Raphael Coelho · 2026-06-27
The authors take a cornerstone result of financial math — that a market has no arbitrage exactly when a certain 'martingale measure' exists — and encode it in the Lean 4 proof assistant so a computer can verify every step. They cover three simpler settings (finite-state, one-period scalar, and one-period multi-asset), and for the multi-asset case they build the martingale measure explicitly by minimizing a smooth convex function. They claim this is the first machine-checked proof of this theorem in any proof assistant.
Why it matters: This is foundational math verification, not a trading strategy, so its direct relevance to day-to-day investing is minimal. The main value is theoretical rigor: it confirms the logical scaffolding beneath no-arbitrage pricing that underpins derivative valuation and risk-neutral modeling.
⚠ This is a formal mathematics/verification paper with no data, backtests, or trading application, and it deliberately omits the general multi-period case.
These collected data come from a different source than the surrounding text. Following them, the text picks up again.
PR #2099, opened 2026-05-07
Add ARGUMENTS_PATH env var for runner-controlled argument file location

marceloamaral:
<!--
⚠️ Also, please add a release note file using reno if the change needs to be
  documented in the release notes.

- [X] I have added the tests to cover my changes.
- [ ] I have read the CONTRIBUTING document.
-->

### Summary

 - Introduces `ARGUMENTS_PATH` environment variable so each runner controls where arguments are stored                                                    
  - SDK `get_arguments()` reads directly from this path instead of computing it from `DATA_PATH` + `ENV_JOB_ID_GATEWAY`                                    
  - Fleets uses `/data/arguments.json` (flat file at job root); 
  - Ray uses `/data/arguments/{job_id}.json`                                                   


### Details and comments

The SDK previously hardcoded the arguments path pattern (`{DATA_PATH}/arguments/{job_id}.json`), coupling path layout to the SDK. With job-level mount isolation in Fleets, there's no need for a `{job_id}.json` filename — a flat `arguments.json` is simpler and sufficient.
                                                                                                                                                           
  Changes:

  | File | Change |
  |------|--------|
  | `client/.../constants.py` | Add `ARGUMENTS_PATH` constant |                                                                                            
  | `client/.../program_serializers.py` | Rewrite `get_arguments()` to use `ARGUMENTS_PATH` directly |                                                     
  | `gateway/api/utils.py` | Set `ARGUMENTS_PATH` in `build_env_variables()` for Ray |                                                                     
  | `gateway/.../fleets_runner.py` | Use `username` (was `user_id`) in COS paths; simplify arguments key to `arguments.json`; replace `JOB_ID_GATEWAY` with `ARGUMENTS_PATH` in fleet env vars |                                                                                                                    
  | `gateway/tests/` | Explicit full-path assertions for both custom and provider function COS keys |


gateway/core/services/runners/fleets_runner.py
```diff
@@ -225,7 +224,11 @@ def submit(self) -> None:
                     secondary_log_filter_key=LOG_FILTER_KEY,
                 )
                 run_env_variables.append(
-                    {"type": "literal", "name": "JOB_ID_GATEWAY", "value": job_id},
+                    {
+                        "type": "literal",
+                        "name": "ARGUMENTS_PATH",
+                        "value": f"{paths['user_mount_path']}/arguments.json",
+                    },
```
avilches, line 235: You have to add the ARGUMENTS_PATH in the Ray part too.

marceloamaral: Yes, so `get_arguments()` now always uses `ARGUMENTS_PATH`, and both Ray and Fleets expose their own paths to the container through that environment variable.

client/qiskit_serverless/serializers/program_serializers.py
```diff
@@ -79,29 +79,25 @@ def object_hook(self, obj: Any) -> Any:
...
-            "Error getting arguments: JOB_ID_GATEWAY environment variable is missing or empty"
+            "Error getting arguments: ARGUMENTS_PATH environment variable is missing or empty"
         )
-    # DATA_PATH is just used in tests and local development.
-    # In k8 we always want to use the default "/data"
-    data_path = os.environ.get(DATA_PATH, "/data")
-    arguments_dir = f"{data_path}/arguments"
-    arguments_file_path = f"{arguments_dir}/{job_id_gateway}.json"
-
-    os.makedirs(arguments_dir, exist_ok=True)
```
avilches, line 97: I think we should keep as a fallback for Ray. DATA_PATH is needed for tests, where the mounted volume in Docker compose is the root, the k8s mounted volume as /data is the user folder).

avilches: Nevermind, we can use ARGUMENTS_PATH for Ray and docker compose, but we have to map a different folder in docker-compose than in k8s.

marceloamaral: Alright, so `ARGUMENTS_PATH` is already derived from `data_path` in `gateway/api/utils.py:121`, so it follows the existing docker-compose/K8s behavior.

`data_path` already handles those cases in `gateway/api/utils.py:95-111`:
```
# Local (docker-compose)
data_path = /data/{username}

# K8s
data_path = /data
```

Then `ARGUMENTS_PATH` is set from that value:
```
"ARGUMENTS_PATH": f"{data_path}/arguments/{job.id}.json",
```
The unit tests in `tests/api/test_utils.py` cover all three variants: K8s, local, and local with provider.

ElePT, line 97: Why is `os.makedirs(arguments_dir, exist_ok=True) `removed instead of adjusted to work with the new variable names?

client/qiskit_serverless/core/constants.py
```diff
@@ -42,6 +42,7 @@
 QISKIT_IBM_CHANNEL = "QISKIT_IBM_CHANNEL"
 
 DATA_PATH = "DATA_PATH"
+ARGUMENTS_PATH = "ARGUMENTS_PATH"
```
ElePT, line 45: What is the vision here regarding DATA_PATH? I had understood that we would essentially be replacing it with the specific paths (ARGUMENTS_PATH, RESULTS_PATH, LOGS_PATH...). Is this still the case? I see that data_path is used later to construct arguments path, which sounds like taking 2 steps to do sth that could be done in 1 step?

ElePT (commented):
Overall the change looks good to me. I left a couple of questions to understand a bit more how we see the changes progressing but I think this fits what we had discussed :)

client/qiskit_serverless/serializers/program_serializers.py
marceloamaral: Good question. I removed it because `get_arguments()` should only read the arguments file, not create directories.

In the expected flow, the gateway first saves the arguments through `ArgumentsStorage.save()`, which uses `PathBuilder.absolute_path()` to create the directory and write the file to the shared volume. Only after that, the gateway submits the job to Ray. When the Ray node calls `get_arguments()`, the file should already exist on the mounted volume.

So creating the directory again in `get_arguments()` is redundant. If the directory or file is missing at that point, the next `os.path.isfile()` check will fail anyway, because it means the arguments were not properly written or are not visible to the worker.

The old `os.makedirs` was redundant with the writer side and could not make the read succeed if the file itself was missing.

Or maybe I am missing something...

client/qiskit_serverless/core/constants.py
marceloamaral: Wouldn’t `DATA_PATH` also be used by users to access the other uploaded files?

I am not sure if we should completely remove the `DATA_PATH`?

ElePT: It's a choice we need to make, I would get rid of DATA_PATH and instead I would add a "FILES_PATH" for this specific case, but we can discuss it offline.

client/qiskit_serverless/serializers/program_serializers.py
ElePT: I am not 100% sure, but in my experience these changes need to be thoroughly tested. My take is: if you can't verify this doesn't break anything, it's better not to change it.

avilches: I'm with Marcelo, I don't think doing `os.makedirs(arguments_dir, exist_ok=True)` on a mounted volume in the COS will have any effect at all...

gateway/tests/core/services/runners/test_fleets_runner.py
```diff
@@ -242,30 +242,52 @@ def test_stop_returns_false_when_already_terminal():
...
+    runner.job.id = "job-aaa-111"
 
-    Verifies that user/provider function prefixes and job-level paths follow
-    the convention used by fleets_runner._build_cos_paths() and expected by
-    the entrypoint running inside the container.
-    """
+    paths = runner._build_cos_paths()  # pylint: disable=protected-access
+
+    assert paths["user_function_prefix"] == "users/alice/provider_functions/default/hello-world"
+    assert paths["user_job_prefix"] == "users/alice/provider_functions/default/hello-world/jobs/job-aaa-111"
```
avilches, line 256: Are we going to keep the /user prefix?

marceloamaral: I think we agreed to keep it because it preserves the semantic meaning of the levels

client/qiskit_serverless/serializers/program_serializers.py
marceloamaral: Well, I added it back...

avilches (approved):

The Fundamental Theorem of Asset Pricing states that a market is free of arbitrage exactly when it admits an equivalent martingale measure. We formalize it in Lean 4 over Mathlib in three settings: a finite-state market over a finite horizon (Harrison-Pliska), a one-period market on an arbitrary probability space with a single scalar return (Follmer-Schied), and a one-period market with finitely many assets. The finite case is the geometry of a separating hyperplane; the scalar one-period case is an elementary change of measure. In the $d$-asset case the equivalent martingale measure is constructed explicitly, as the minimiser of the smooth convex potential $\mathbb{E}[\log(1+e^{\langleθ,Y\rangle})]$: absence of arbitrage is precisely coercivity of the potential, its first-order condition is the martingale property, and the minimiser's logistic weight is the density of the measure. The construction uses no Hahn-Banach theorem, no $L^0$-closedness argument, no measurable selection, and no non-redundancy hypothesis. To our knowledge this is the first machine-checked Fundamental Theorem of Asset Pricing in any proof assistant. The boundary is explicit: the general multi-period Dalang-Morton-Willinger theorem lies outside the development. Every theorem is sorry-free, each headline result's axioms are pinned to Mathlib's classical defaults by a build-enforced gate, and the whole is reproducible from a pinned toolchain.